• **Description of the task**:
Say how many lines in the following entries include "concat", and add nothing else.
"""
PR #400, opened 2025-07-02
Add warp-wide tests

zluda-violet:
Adds `test_ptx_warp!`, along with a simple test to check that it works correctly.

### DIFF
--- a/ptx/src/test/spirv_run/mod.rs
+++ b/ptx/src/test/spirv_run/mod.rs
@@ -36,28 +36,8 @@ macro_rules! read_test_file {
     };
 }
 
-macro_rules! test_ptx {
-    ($fn_name:ident, $input:expr, $output:expr) => {
-        paste::item! {
-            #[test]
-            fn [<$fn_name _hip>]() -> Result<(), Box<dyn std::error::Error>> {
-                let ptx = read_test_file!(concat!(stringify!($fn_name), ".ptx"));
-                let input = $input;
-                let mut output = $output;
-                test_hip_assert(stringify!($fn_name), &ptx, &input, &mut output)
-            }
-        }
-
-        paste::item! {
-            #[test]
-            fn [<$fn_name _cuda>]() -> Result<(), Box<dyn std::error::Error>> {
-                let ptx = read_test_file!(concat!(stringify!($fn_name), ".ptx"));
-                let input = $input;
-                let mut output = $output;
-                test_cuda_assert(stringify!($fn_name), &ptx, &input, &mut output)
-            }
-        }
-
+macro_rules! test_ptx_llvm {
+    ($fn_name:ident) => {
         paste::item! {
             #[test]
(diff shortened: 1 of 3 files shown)


ptx/src/test/spirv_run/mod.rs
```diff
@@ -53,30 +66,40 @@ macro_rules! test_ptx {
...
+    ($fn_name:ident, $output:expr) => {
         paste::item! {
             #[test]
-            fn [<$fn_name _llvm>]() -> Result<(), Box<dyn std::error::Error>> {
+            fn [<$fn_name _hip>]() -> Result<(), Box<dyn std::error::Error>> {
                 let ptx = read_test_file!(concat!(stringify!($fn_name), ".ptx"));
-                let ll = read_test_file!(concat!("../ll/", stringify!($fn_name), ".ll"));
-                test_llvm_assert(stringify!($fn_name), &ptx, ll.trim())
+                let mut output = $output;
+                test_hip_assert(stringify!($fn_name), &ptx, None::<&[u8]>, &mut output, 64)
```
vosen, line 89: CUDA warp is 32 elements wide, not 64

ptx/src/test/spirv_run/mod.rs
```diff
@@ -53,30 +66,40 @@ macro_rules! test_ptx {
...
         paste::item! {
             #[test]
-            fn [<$fn_name _llvm>]() -> Result<(), Box<dyn std::error::Error>> {
-                let ptx = include_str!(concat!(stringify!($fn_name), ".ptx"));
-                let ll = include_str!(concat!("../ll/", stringify!($fn_name), ".ll")).trim();
-                test_llvm_assert(stringify!($fn_name), ptx, &ll)
+            fn [<$fn_name _cuda>]() -> Result<(), Box<dyn std::error::Error>> {
+                let ptx = read_test_file!(concat!(stringify!($fn_name), ".ptx"));
+                let mut output = $output;
+                test_cuda_assert(stringify!($fn_name), &ptx, None::<&[u8]>, &mut output, 64)
```
vosen, line 98: CUDA warp is 32 elements wide, not 64

ptx/src/test/spirv_run/mod.rs
zluda-violet: Could we still use a 64-element width, so that the output for both AMD and CUDA is the same, and just change the name to be more accurate?

vosen: Maybe I got the intention wrong: do you want to test output from two warps (in which case it's 64) or a single warp (in which case it should be 32)?
Both AMD RDNA gpus and NV gpus are warp 32 (AMD is configurable 32/64, but we always use 32)

zluda-violet: To ensure that some instructions behave correctly, we probably should test output from multiple warps. For example, the `barrier` instructions can operate across multiple warps.

vosen: Fair point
"""
• **Answer to this task**:
7